Provided records –
PR #633, opened 2025-11-05
Fix duplicate HTTP task execution via WorkflowRepairService race condition

### LINKED ISSUE #630: [Bug] Http Task executed twice after COMPLETED status
### Describe the bug

**Describe the bug**
When an HTTP task completes successfully and triggers a downstream HTTP task, but the upstream task simultaneously schedules another execution.
From below screenshot, I executed a time-consuming http task, when the first task has successfully executed, and downstream task also has completed. But the first task triggered another scheduling. Please help to explain the reason why will trigger this scenario. Thanks!
Workflow definition and screenshot attached as below.

**Details**
Conductor version: 3.21.19
Queue implementation: Postgres
Lock: Redis

**Expected behavior**
Workflow task should execute in sequence once the upstream task has completed.

**Workflow definition**
```json
"tasks": [
    {
      "name": "cmp_iac_validate",
      "taskReferenceName": "sleep0",
      "inputParameters": {
        "http_request": {
          "headers": {},
          "method": "POST",
          "readTimeOut": 300000,
          "body": {
            "retryNum": "0",
            "test": "false",
            "param": "test",
            "orderRequestTaskId": "78591038-453b-42f2-953a-0c4aa962dc0d",
            "platform": "SELF",
            "retrySleepTime": "299000"
          },
          "uri": "http://xxx.com/iac/v1/execute/xxx",
          "connectionTimeOut": 3600000
        },
        "_executor_": "${workflow.input._executor_}"
      },
      "type": "HTTP",
      "decisionCases": {},
      "defaultCase": [],
      "forkTasks": [],
      "startDelay": 0,
      "joinOn": [],
      "optional": false,
      "asyncComplete": false,
      "loopOver": [],
      "onStateChange": {},
      "permissive": false
    },
    {
      "name": "cmp_iac_validate",
      "taskReferenceName": "normal",
      "inputParameters": {
        "http_request": {
          "headers": {},
          "method": "POST",
          "readTimeOut": 300000,
          "body": {
            "retryNum": "0",
            "test": "false",
            "param": "SELF",
            "orderRequestTaskId": "c7958c72-30cf-416b-9938-bf305f93d961",
            "platform": "SELF",
            "retrySleepTime": "0"
          },
          "uri": "http://xxx.com/iac/v1/execute/xxx",
          "connectionTimeOut": 3600000
        },
        "_executor_": "${workflow.input._executor_}"
      },
      "type": "HTTP",
      "decisionCases": {},
      "defaultCase": [],
      "forkTasks": [],
      "startDelay": 0,
      "joinOn": [],
      "optional": false,
      "asyncComplete": false,
      "loopOver": [],
      "onStateChange": {},
      "permissive": false
    },
    ...
]
```
**Configuration file**
```
# See README in the docker for configuration guide

# db.type determines the type of database used
# See various configurations below for the values
#conductor.db.type=SET_THIS

# =====================================================#
#              Redis Configuration Properties
# =====================================================#

# The last part MUST be us-east-1c, it is not used and is kept for backwards compatibility
 conductor.redis.hosts=xxxx.com:6379:us-east-1c:xxx
 conductor.redis.workflowNamespacePrefix=conductor
 conductor.redis.queueNamespacePrefix=conductor_queues
 conductor.redis.taskDefCacheRefreshInterval=60
 conductor.redis.availabilityZone=us-east-1c
 conductor.redis.queuesNonQuorumPort=22122
 conductor.redis.ssl=false

 conductor.queue.type=postgres
 conductor.external-payload-storage.type=postgres

# Redis cluster settings for locking module
 conductor.redis-lock.server-address=redis://:xxxx@xxxx.com:6379
 #conductor.app.workflow-execution-lock-enabled=true
 conductor.workflow-execution-lock.type=redis
 conductor.redis-lock.server-type=SINGLE
 conductor.redis-lock.namespace=conductorlock
 conductor.app.workflowExecutionLockEnabled=true
 conductor.app.lockLeaseTime=60000ms
 conductor.app.lockTimeToTry=500ms
 # The interval after which a system task will be checked by the system task worker for completion. Example: 30s
 conductor.app.systemTaskWorkerCallbackDuration=30s
 conductor.app.systemTaskWorkerThreadCount=20
 conductor.app.systemTaskMaxPollCount=20

# The interval at which system task queues will be polled by system task workers. Example: 50ms
 conductor.app.systemTaskWorkerPollInterval=50ms

# =====================================================#
#              Postgres Configuration Properties
# =====================================================#

 conductor.db.type=postgres
 spring.datasource.url=jdbc:postgresql://xxxx.com:3433/conductor_00
 spring.datasource.username=xxxx
 spring.datasource.password=xxxx

# When using Elasticsearch 7 for indexing, set the following
 conductor.indexing.enabled=true
 conductor.elasticsearch.url=xxxx:9800
 conductor.elasticsearch.version=7
 conductor.elasticsearch.indexName=conductor
 conductor.elasticsearch.clusterHealthColor=yellow
 conductor.metrics-prometheus.enabled=false
 management.metrics.export.prometheus.enabled=false

 loadSample=false
 
```
**Screenshots**
Image

Image

nthmost-orkes:
## Summary

Fixes #630 

Long-running HTTP tasks (and other async system tasks) were being executed multiple times (typically 4x) due to a race condition in WorkflowRepairService.

## Problem

1. SystemTaskWorker polls task → removes from queue via `ackTaskReceived()`
2. AsyncSystemTaskExecutor increments `pollCount` **in-memory only**
3. HTTP call starts and blocks for minutes
4. WorkflowRepairService reads task from database → sees `pollCount = 0` (stale value)
5. Task not found in queue + `pollCount = 0` → WorkflowRepairService re-queues it
6. Another worker picks it up → duplicate execution
7. Repeats 3-4 times during long-running operations

## Solution

Two-part fix:

**1. WorkflowRepairService (lines 146-155)**
Check `pollCount > 0` before re-queueing. If task has been polled, a worker is actively processing it, so skip re-queueing.

**2. AsyncSystemTaskExecutor (lines 152-154)**
Persist task to database **before** calling `systemTask.start()`. This ensures `pollCount` is written to DB before any blocking operations, preventing WorkflowRepairService from reading stale data.

### Current Behavior (Before Fix)
- ❌ Healthy workers executing long tasks → task re-queued immediately → **duplicate executions**
- ✅ Crashed workers → task re-queued immediately → fast recovery

### Proposed Behavior (After Fix)
- ✅ Healthy workers executing long tasks → task NOT re-queued → **no duplicates**
- ⏱️ Crashed workers → task NOT re-queued → recovery via timeout mechanisms

### Recovery for Crashed Workers

If a worker crashes with this change, recovery depends on existing timeout mechanisms:

1. **Queue unack timeout**: Message automatically returns to queue after timeout expires
2. **Response timeout** (`responseTimeoutSeconds`): DeciderService marks task as TIMED_OUT if no updates received
3. **Execution timeout** (`timeoutSeconds`): Overall time limit from first poll

This means recovery would be **delayed** by the responseTimeout duration (typically 30-60s) rather than immediate.

### Questions for Discussion

- What is the relative frequency of long-running tasks vs worker crashes in production?
- Is delayed recovery for crashed workers acceptable to prevent duplicate executions?
- Are there scenarios where aggressive re-queueing is beneficial that we haven't considered?
- Should we add additional logic (e.g., time-based thresholds) to handle both cases?

## Changes

**Modified:**
- `core/src/main/java/com/netflix/conductor/core/reconciliation/WorkflowRepairService.java` - Added pollCount check (lines 146-155)
- `core/src/main/java/com/netflix/conductor/core/execution/AsyncSystemTaskExecutor.java` - Persist task before blocking start() call (lines 152-154)
- `core/src/test/java/com/netflix/conductor/core/reconciliation/TestWorkflowRepairService.java` - Added 2 new tests:
  - `verifyScheduledTaskWithPollCountIsNotRequeued()`
  - `verifySystemTaskWithPollCountIsNotRequeued()`

### DIFF
--- a/core/src/main/java/com/netflix/conductor/core/execution/AsyncSystemTaskExecutor.java
+++ b/core/src/main/java/com/netflix/conductor/core/execution/AsyncSystemTaskExecutor.java
@@ -149,6 +149,9 @@ public class AsyncSystemTaskExecutor {
             if (task.getStatus() == TaskModel.Status.SCHEDULED) {
                 task.setStartTime(System.currentTimeMillis());
                 Monitors.recordQueueWaitTime(task.getTaskType(), task.getQueueWaitTime());
+                // Persist pollCount to DB before blocking operation
+                // This prevents WorkflowRepairService from re-queueing during long-running tasks
+                executionDAOFacade.updateTask(task);
                 systemTask.start(workflow, task, workflowExecutor);
             } else if (task.getStatus() == TaskModel.Status.IN_PROGRESS) {
                 systemTask.execute(workflow, task, workflowExecutor);
--- a/core/src/main/java/com/netflix/conductor/core/reconciliation/WorkflowRepairService.java
+++ b/core/src/main/java/com/netflix/conductor/core/reconciliation/WorkflowRepairService.java
@@ -143,6 +143,16 @@ public class WorkflowRepairService {
             // Ensure QueueDAO contains this taskId
             String taskQueueName = QueueUtils.getQueueName(task);
             if (!queueDAO.containsMessage(taskQueueName, task.getTaskId())) {
+                // Check if task has been polled (pollCount > 0) which indicates a worker is
+                // actively processing it. Don't re-queue to avoid duplicate executions.
+                if (task.getPollCount() > 0) {
+                    LOGGER.debug(
+                            "Task {} in workflow {} has been polled (pollCount: {}), skipping re-queue to avoid duplicate execution",
+                            task.getTaskId(),
+                            task.getWorkflowInstanceId(),
+                            task.getPollCount());
+                    return false;
+                }
                 queueDAO.push(taskQueueName, task.getTaskId(), task.getCallbackAfterSeconds());
                 LOGGER.info(
                         "Task {} in workflow {} re-queued for repairs",
--- a/core/src/test/java/com/netflix/conductor/core/reconciliation/TestWorkflowRepairService.java
+++ b/core/src/test/java/com/netflix/conductor/core/reconciliation/TestWorkflowRepairService.java
@@ -95,6 +95,63 @@ public class TestWorkflowRepairService {
     }
 
     @Test
+    public void verifyScheduledTaskWithPollCountIsNotRequeued() {
+        // This test verifies the fix for duplicate task execution issue.
+        // When a task has been polled (pollCount > 0), it means a worker is actively
+        // processing it, so we should NOT re-queue it even if it's not in the queue.
+        TaskModel task = new TaskModel();
+        task.setTaskType("SIMPLE");
+        task.setStatus(TaskModel.Status.SCHEDULED);
+        task.setTaskId("abcd");
+        task.setCallbackAfterSeconds(60);
+        task.setPollCount(1); // Task has been polled by a worker
+
+        when(queueDAO.containsMessage(anyString(), anyString())).thenReturn(false);
+
+        assertFalse(workflowRepairService.verifyAndRepairTask(task));
+        // Verify that queue message is checked
+        verify(queueDAO, times(1)).containsMessage(anyString(), anyString());
+        // Verify that queue message is NOT pushed because pollCount > 0
+        verify(queueDAO, never()).push(anyString(), anyString(), anyLong());
+    }
+
+    @Test
+    public void verifySystemTaskWithPollCountIsNotRequeued() {
+        // This test verifies the fix for duplicate HTTP task execution issue.
+        // Async system tasks (like HTTP) that have been polled should not be re-queued.
+        String taskType = "HTTP";
+        TaskModel task = new TaskModel();
+        task.setTaskType(taskType);
+        task.setStatus(TaskModel.Status.SCHEDULED);
+        task.setTaskId("abcd");
+        task.setCallbackAfterSeconds(60);
+        task.setPollCount(2); // Task has been polled multiple times
+
+        when(systemTaskRegistry.isSystemTask(taskType)).thenReturn(true);
+        when(systemTaskRegistry.get(taskType))
+                .thenReturn(
+                        new WorkflowSystemTask(taskType) {
+                            @Override
+                            public boolean isAsync() {
+                                return true;
+                            }
+
+                            @Override
+                            public boolean isAsyncComplete(TaskModel task) {
+                                return false;
+                            }
+                        });
+
+        when(queueDAO.containsMessage(anyString(), anyString())).thenReturn(false);
+
+        assertFalse(workflowRepairService.verifyAndRepairTask(task));
+        // Verify that queue message is checked
+        verify(queueDAO, times(1)).containsMessage(anyString(), anyString());
+        // Verify that queue message is NOT pushed because pollCount > 0
+        verify(queueDAO, never()).push(anyString(), anyString(), anyLong());
+    }
+
+    @Test
     public void verifyAndRepairSystemTask() {
         String taskType = "TEST_SYS_TASK";
         TaskModel task = new TaskModel();


nthmost-orkes:
## 1. Unack Timeout - Why It Doesn't Prevent Duplicates

The unack timeout should work, but there's an issue with the sequence:

**All SQL-based queue implementations (Postgres, MySQL, SQLite):**
```java
public boolean ack(String queueName, String messageId) {
    return removeMessage(tx, queueName, messageId);  // DELETES the message
}
```

**The sequence that causes duplicates:**
1. Worker polls task → message marked `popped = true`  
2. SystemTaskWorker calls `ackTaskReceived()` (line 140) → message **DELETED from queue**
3. Worker starts HTTP call (takes minutes)
4. `processAllUnacks()` runs but message is already gone
5. WorkflowRepairService sees task not in queue → re-queues it

So the unack timeout can't work because `ack()` deletes the message before task completion.

**Note:** `setUnackTimeout()` is only used by WorkflowSweeper for DECIDER_QUEUE (workflow messages), not for task queue messages.

## 2. Race Condition with pollCount > 1

The fix handles this - the check is `if (task.getPollCount() > 0)`, so it catches pollCount = 1, 2, 3, etc.

(Is there another race condition we're concerned about? Want to make sure we're not missing an edge case.)

## 3. Is This Postgres-Specific?

No, this affects all SQL-based implementations:
- Postgres: `ack()` → `removeMessage()`
- MySQL: `ack()` → `removeMessage()`
- SQLite: `ack()` → `removeMessage()`

Redis/DynoQueue might behave differently.

## Potential Alternative Fixes

**Option A: WorkflowRepairService check (current PR)**
- Works for all queue implementations
- Simple: if polled, don't re-queue
- Trade-off: Delayed recovery for crashed workers (via timeout mechanisms)

**Option B: Don't call `ackTaskReceived()` in SystemTaskWorker**
- Rely on unack timeout instead
- Issue: Default 60s timeout → still duplicates for 5-min tasks
- Would need dynamic unack timeouts based on task duration

**Option C: Change SQL queue implementations**
- Make `ack()` not delete immediately, keep with `acked=true` flag
- Large architectural change
- Changes queue semantics

Option A seems most practical but open to other approaches if there's a better way.

nthmost-orkes:
## Update Based on User Feedback

Thanks to @ColinShih for testing the original PR and finding it didn't solve the problem. 

**The Problem with the Original Fix:**

The original fix only checked `pollCount > 0` in WorkflowRepairService, but `pollCount` was being incremented in-memory and only persisted to the database in the `finally` block **after** the HTTP call completed. This meant:

- Memory: `pollCount = 1` ✅
- Database: `pollCount = 0` ❌ (stale during execution)
- WorkflowRepairService reads from database → sees `pollCount = 0` → still re-queues

**The Fix:**

Added a second part to persist the task to the database immediately after incrementing `pollCount` and before calling the blocking `systemTask.start()`. This ensures the database has the correct `pollCount` value before any long-running operations begin.

**Changes:**
- `AsyncSystemTaskExecutor.java` (lines 152-154): Added `executionDAOFacade.updateTask(task)` before `systemTask.start()`

This is a more general solution than the HTTP-specific fix proposed, as it handles all async system tasks (HTTP, Lambda, etc.).

nthmost-orkes:
## Staff Feedback: Lock Lease Extension Approach

Received feedback that the current fix has a performance issue - adding a DB write before every `start()` call is expensive.

### Root Cause (Corrected Understanding)

The real issue is **workflow lock lease timeout**, not just DB state:

1. WorkflowSweeper/Decider acquires lock on workflow with default 60s lease
2. System task (HTTP) executes and blocks for 5+ minutes
3. After 60s, workflow lock expires
4. Another process acquires lock on same workflow
5. Sees task still in SCHEDULED → executes it again → duplicate

### Proposed Better Solution: Lock Lease Extension

AsyncSystemTaskExecutor should periodically extend the workflow lock lease during long-running task execution.

### Implementation: Using ScheduledExecutorService

Conductor already uses `ScheduledExecutorService` for various periodic tasks. We can use the same pattern for lease extension:

**Note**: `LocalOnlyLock` uses `ScheduledExecutorService` but for **lock expiration** (one-time `schedule()`), not extension. We need **periodic extension** using `scheduleAtFixedRate()`:

```java
// In AsyncSystemTaskExecutor or new LockLeaseExtensionService
private static final ScheduledExecutorService LEASE_EXTENDER =
    Executors.newScheduledThreadPool(10, 
        ExecutorsUtil.newNamedThreadFactory("lock-lease-extender-"));

private ScheduledFuture<?> startLeaseExtension(String workflowId, long leaseTimeMs) {
    long extensionInterval = leaseTimeMs / 2; // Extend every 30s for 60s lease
    return LEASE_EXTENDER.scheduleAtFixedRate(
        () -> executionLockService.acquireLock(workflowId, 0, leaseTimeMs),
        extensionInterval, extensionInterval, TimeUnit.MILLISECONDS
    );
}

// Usage in AsyncSystemTaskExecutor
if (task.getStatus() == TaskModel.Status.SCHEDULED) {
    ScheduledFuture<?> leaseExtender = startLeaseExtension(workflowId, lockLeaseTime);
    try {
        systemTask.start(workflow, task, workflowExecutor);
    } finally {
        leaseExtender.cancel(false);
    }
}
```

**Difference from LocalOnlyLock:**
- `LocalOnlyLock`: `schedule()` - runs ONCE to delete lock after expiry
- `Lease extension`: `scheduleAtFixedRate()` - runs PERIODICALLY to renew before expiry

### Challenges

1. **Lock interface needs extension**: Add `extendLease()` method to `Lock` interface (or just re-acquire)
2. **Redisson support**: RLock has watchdog auto-renewal but needs investigation
3. **Postgres support**: pg_advisory_lock doesn't have native lease extension
4. **All Lock implementations** need updating: RedisLock, PostgresLockDAO, LocalOnlyLock, NoopLock

### Workaround for Now

Users can increase lock lease time to accommodate long-running tasks:
```properties
conductor.lockLeaseTime=360000  # 6 minutes for 5-min HTTP tasks
```

### Questions

1. Should we keep the current PR as-is (works but has perf cost) or revert the AsyncSystemTaskExecutor change?
2. What's the priority for implementing lock lease extension properly?
3. Should we start with Redis-only implementation or all Lock types?
4. Is Redisson's auto-renewal (watchdog) acceptable for RedisLock?

Created analysis document in `PLANNING/lock-lease-extension-analysis.md` with more details.

nthmost-orkes:
> Longer term - we should extend the lease while working on the long running system tasks.

Sounds like this is outside of current scope of work, but just for future reference, what do you see as the most likely path for implementing this?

Instructions for the task –
From the line that has "(lines 152-154): Added" through the line that has "### Root Cause (Corrected Understanding)", copy every line exactly as it appears above, and leave out all others.

Finished exercise –
- `AsyncSystemTaskExecutor.java` (lines 152-154): Added `executionDAOFacade.updateTask(task)` before `systemTask.start()`

This is a more general solution than the HTTP-specific fix proposed, as it handles all async system tasks (HTTP, Lambda, etc.).

nthmost-orkes:
## Staff Feedback: Lock Lease Extension Approach

Received feedback that the current fix has a performance issue - adding a DB write before every `start()` call is expensive.

### Root Cause (Corrected Understanding)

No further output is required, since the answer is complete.